## PROBLEM STATEMENT:
Among the entries below, find the lines that hold the word "much" and report them.

::: RECORD EXTRACTS

PR #397, opened 2022-05-23
fix stage select not working

romainmenke:


sites/postcss-preset-env/src/static/js/features/index.js
```diff
@@ -5,6 +5,11 @@
 		return;
 	}
 
+	const hashElements = [];
```
romainmenke, line 8: `hashElements` was not yet defined on the first call to `onParsed`

PR #425, opened 2022-06-03
Add migrated plugins to CLI and update PostCSS Preset Env

Antonio-Laguna:
This adds the following plugins to the CLI:

- `postcss-attribute-case-insensitive`
- `postcss-custom-media`
- `postcss-custom-selectors`
- `postcss-selector-not`

It also updates CSSDB on Preset Env so the `FEATURES` doc is kept up to date. After this I will update the site so it's all completed.


cli/csstools-cli/src/plugins/postcss-custom-media.ts
```diff
@@ -0,0 +1,20 @@
+import plugin from 'postcss-attribute-case-insensitive';
```
romainmenke, line 1:
```suggestion
import plugin from 'postcss-custom-media';
```

cli/csstools-cli/src/plugins/postcss-custom-selectors.ts
```diff
@@ -0,0 +1,20 @@
+import plugin from 'postcss-attribute-case-insensitive';
```
romainmenke, line 1:
```suggestion
import plugin from 'postcss-custom-selectors';
```

romainmenke (commented):
two typos :)

romainmenke (approved):
LGTM!

PR #431, opened 2022-06-04
housekeeping after migration

romainmenke:
- see : https://github.com/csstools/postcss-plugins/projects/1#card-74855220
- spotted some files with incorrect permissions
  - set correct permissions on all files
  - added a CI check for regressions


Antonio-Laguna (approved):
LGTM! Thanks for cleaning this up!

PR #436, opened 2022-06-06
prefers color scheme

romainmenke:
> - Breaking : removed old CDN urls
> - Breaking : remove `color-depth` queries fallback
> - Breaking : remove 'no-preference' support as this was dropped from the spec
> - Breaking : remove old global object

- cleaned up old and deprecated parts of the plugin
- converted the PostCSS plugin to typescript
- added browser tests

All docs have also been moved to a single [readme](https://github.com/csstools/postcss-plugins/tree/prefers-color-scheme--compassionate-alpine-dachsbracke-f5f77b6255/plugins/css-prefers-color-scheme#browser)

This was previously split up between browser and non-browser docs.
I hope that documenting it all together also makes it very clear how it all works.

------

_the individual issues have more details_

- fixes : https://github.com/csstools/postcss-plugins/issues/441
- fixes : https://github.com/csstools/postcss-plugins/issues/444
- fixes : https://github.com/csstools/postcss-plugins/issues/448
- fixes : https://github.com/csstools/postcss-plugins/issues/450


plugins/css-prefers-color-scheme/package.json
```diff
@@ -35,23 +47,21 @@
 		"CHANGELOG.md",
 		"LICENSE.md",
 		"README.md",
-		"browser.js",
-		"browser.min.js",
 		"dist"
 	],
 	"peerDependencies": {
-		"postcss": "^8.4"
+		"postcss": "^8.3"
```
Antonio-Laguna, line 53: Any specific reason for this? Or is it just automatic change?

Antonio-Laguna (approved):
Nice work!

I started this page as a stub for these changes, https://github.com/csstools/postcss-plugins/wiki/PostCSS-Preset-Env-8

It might be worth to both, point to that on the CHANGELOG and also add any info on a per plugin basis. In this case, perhaps it might be even worth to point to the specific spec we're referring to on that wiki page which should be https://www.w3.org/TR/2021/WD-mediaqueries-5-20211218/#prefers-color-scheme (in case it changes again, though unlikely)

plugins/css-prefers-color-scheme/test/_browser.mjs
```diff
@@ -0,0 +1,158 @@
+import puppeteer from 'puppeteer';
```
Antonio-Laguna, line 1: Shouldn't this be listed as `devDependencies` of this package?

plugins/css-prefers-color-scheme/CHANGELOG.md
```diff
@@ -1,5 +1,29 @@
 # Changes to Prefers Color Scheme
 
+### Unreleased (major)
+
+- Breaking : removed old CDN urls
+- Breaking : remove `color-depth` queries fallback
+- Breaking : remove 'no-preference' support as this was dropped from the spec
+- Breaking : remove old global object
```
Antonio-Laguna, line 8: Very much nit but keeps consistent with this and all of the other CHANGELOG files

```suggestion
- Breaking: removed old CDN urls
- Breaking: remove `color-depth` queries fallback
- Breaking: remove 'no-preference' support as this was dropped from the spec
- Breaking: remove old global object
```

plugins/css-prefers-color-scheme/README.md
```diff
@@ -1,95 +1,321 @@
...
+		--site-color: #222;
+	}
+}
+```
+
+## Browser
+
+```js
+// initialize prefersColorScheme (applies the current OS color scheme, if available)
+const prefersColorScheme = require('css-prefers-color-scheme/browser')();
```
Antonio-Laguna, line 125: Is the immediate invocation correct? Also, should we start advocating for `import`?

plugins/css-prefers-color-scheme/CHANGELOG.md
romainmenke: Good catch!

plugins/css-prefers-color-scheme/test/_browser.mjs
romainmenke: yup!

plugins/css-prefers-color-scheme/package.json
romainmenke: Going to create a separate issue for this

plugins/css-prefers-color-scheme/README.md
romainmenke: > Is the immediate invocation correct?

It is correct, but I don't think it is very clear. (old docs)

I've updated all these examples to use `import`.
The immediate invocation is now also gone.

Antonio-Laguna (approved):
Nice one!

Issue #435, opened 2022-06-03
Using plain breakpoints defintion from root


lhtdesignde:
Hi!
I was going through the documentation but could not get it working so I need to ask. I have breakpoints in root looking like this.
```
:root {
  --break-desktop: 1025px;
  --break-tablet: 1024px;
  --break-tablet-min: 600px;
  --break-mobile: 599px;
  --break-mobile-min: 320px;
}
```
I'm trying to use them just like this:
```
  @media (min-width: var(--break-desktop)) {
    background-color: red;
  }
```

This seems not to work? Am I doing something wrong?
I'm using webpack 5 and scss. Also your webpack configuration in the docu did not work with webpack 5 (options has an unknown property 'plugins') for me so I needed to adjust it a bit.
```
      rules: [
        {
          test: /\.s[ac]ss$/i,
          use: [
            'style-loader',
            {
              loader: 'css-loader',
              options: {
                importLoaders: 1,
                modules: {
                  localIdentName: '[local]-[hash:base64:5]'
                }
              }
            },
            {
              loader: 'sass-loader',
              options: {
                implementation: require('sass')
              }
            },
            {
              loader: 'postcss-loader',
              options: {
                postcssOptions: {
                  plugins: [
                    postcssCustomMedia()
                  ]
                }
              }
            }
          ]
        }
      ]
    }

```

lhtdesignde:
@romainmenke Thanks for this. I'll update my webpack config. 
It looks a bit different. In regards to why i need it in root. I'm running a more complex architecture with microfrontends. I have a shared repo that's acting as a design/pattern library. from there I'm sharing colors etc. I also need to share the breakpoints. I'm able to set it to :root but the children need to consume those somehow and till now I didn't find a good way. The older plugin seemed to be able to do what I wrote in the starting question post so I was hopeful that method could work.

romainmenke:
But why does it need to be in `:root`?

Can you try declaring them at the top level (not in `:root`)

```css
/* shared library */
@custom-media --break-desktop (min-width: 1025px);
@custom-media --break-tablet (min-width: 1024px);
@custom-media --break-tablet-min (min-width: 600px);
@custom-media --break-mobile (min-width: 599px);
@custom-media --break-mobile-min (min-width: 320px);
```

Use them like this :

```css
/* consumer */
@media (--break-desktop) {
  background-color: red;
}
```

lhtdesignde:
[...]

PR #437, opened 2022-06-06
e2e : webpack config

romainmenke:
see : https://github.com/csstools/postcss-plugins/issues/435#issue-1261409686

We had no way to test if the Webpack setup we describe in our docs actually works.
The only thing we test is that it builds and has `exit 0`

If we ever need to update the config for a future Webpack version this will also help us migrate.


Antonio-Laguna:
@romainmenke I love this idea ! LGTM but has a conflict here

romainmenke:
conflict resolved :)

Antonio-Laguna (approved):
LGTM!

Issue #439, opened 2022-06-10
`selector-specificity` throws `TypeError for `:nth-child` without arguments


ybiquitous:
### Bug description

From the Stylelint regression report: https://github.com/stylelint/stylelint/issues/6139

I found the `@csstools/selector-specificity` package throws a `TypeError` when parsing a `:nth-child` pseudo class without arguments:

```js
const parser = require("postcss-selector-parser");
const { selectorSpecificity } = require("@csstools/selector-specificity");

console.log(selectorSpecificity(parser().astSync(":nth-child")));
//=> TypeError: Cannot read properties of undefined (reading 'nodes')
```

For details, see also the reproduction on Gist:
https://gist.github.com/ybiquitous/96194528bae6ce9ac4ae1414f20141e8

Maybe, it seems due that `node.nodes[0]` returns `undefined` in the following location:

https://github.com/csstools/postcss-plugins/blob/b755ca7806b52d86276d825968832e957c5c2e8a/packages/selector-specificity/src/index.ts#L74

The package can parse `:is` pseudo classes without arguments, so I think it makes sense that it can also parse `:nth-child` without arguments. What do you think?

### Source CSS

```css
/* without arguments like `(2n+1)` */
:nth-child
```

### Expected CSS

N/A

### Actual CSS

N/A

### Debug output

N/A

### Extra config

N/A

### Plugin version

2.0.0

### What OS are you experiencing this on?

macOS

### Node Version

18.2.0

### Validations

- [X] Follow our [Code of Conduct](https://github.com/csstools/postcss-plugins/blob/master/CODE_OF_CONDUCT.md)
- [X] Check that there isn't already an issue that request the same feature to avoid creating a duplicate.

### Would you like to open a PR for this bug?

- [X] I'm willing to open a PR

ybiquitous:
@romainmenke Thanks for the quick fix! 😄

romainmenke:
Thank you for the report!

@Antonio-Laguna will release the update shortly 🎉

Antonio-Laguna:
This has been released as `2.0.1`, thanks a lot for reporting @ybiquitous ! Please let us know if everything goes right on your end.

ybiquitous:
@romainmenke @Antonio-Laguna Thank you so much for your help! 😊

ybiquitous:
Stylelint 14.9.1 is out, including this patch release of `@csstools/selector-specificity`! 🎉 
[...]

PR #440, opened 2022-06-10
selector-specificity : fix exceptions on `:nth-child`

romainmenke:
fixes : https://github.com/csstools/postcss-plugins/issues/439

_I've also added a few more tests for other pseudo classes which might take arguments._


Antonio-Laguna (approved):
LGTM! Glad this is more solid!

PR #471, opened 2022-06-13
Change PostCSS version strategy

### LINKED ISSUE #465: Which PostCSS version should be used for the peer dependency config?
The peer dependency version of PostCSS has started to diverge in plugins.

https://github.com/csstools/postcss-plugins/blob/main/UPDATING_POSTCSS.md?plain=1#L3-L6

>see : `packages/postcss-tape/package.json`
>
>Set the `postcss` version to match the peer dependency of all plugins.
>Set the `postcss-oldest-supported` depending on community needs. This can be the same as the `postcss` version.

After some thought I propose we change this to :

- choose the lowest PostCSS version as the peer dependency
- also test the latest PostCSS version
- validate in CI that all plugins have the same version (part of package.json lint?)

If a plugin of ours does not require PostCSS `8.3` and works perfectly fine with the features in `8.2` it should be possible to use PostCSS `8.2`. Currently we disable usage with `8.2` arbitrarily.

Overal this should make it easier for users to install and use `postcss-preset-env` and plugins if they have little or no control over their PostCSS version. (we've seen these versions pinned by frameworks)

romainmenke:
fixes #465

-----

Should we release all the plugins?
Feels like a lot of work for something that isn't a reported issue.


Antonio-Laguna:
It is indeed a lot of work, I think we can just leave it to be and it will go gradually, if it becomes an issue at any point we can just release that plugin in particular. 

Do you foresee any issues there?

romainmenke:
> Do you foresee any issues there?

Not really.

I think this change is the better versioning strategy but I don't think there currently is an urgent need to have it out there.

Rolling it out one by one will also not cause any issues as we are relaxing the version constraint.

::::::

## SOLVED PROBLEM:
Antonio-Laguna, line 8: Very much nit but keeps consistent with this and all of the other CHANGELOG files
@romainmenke @Antonio-Laguna Thank you so much for your help! 😊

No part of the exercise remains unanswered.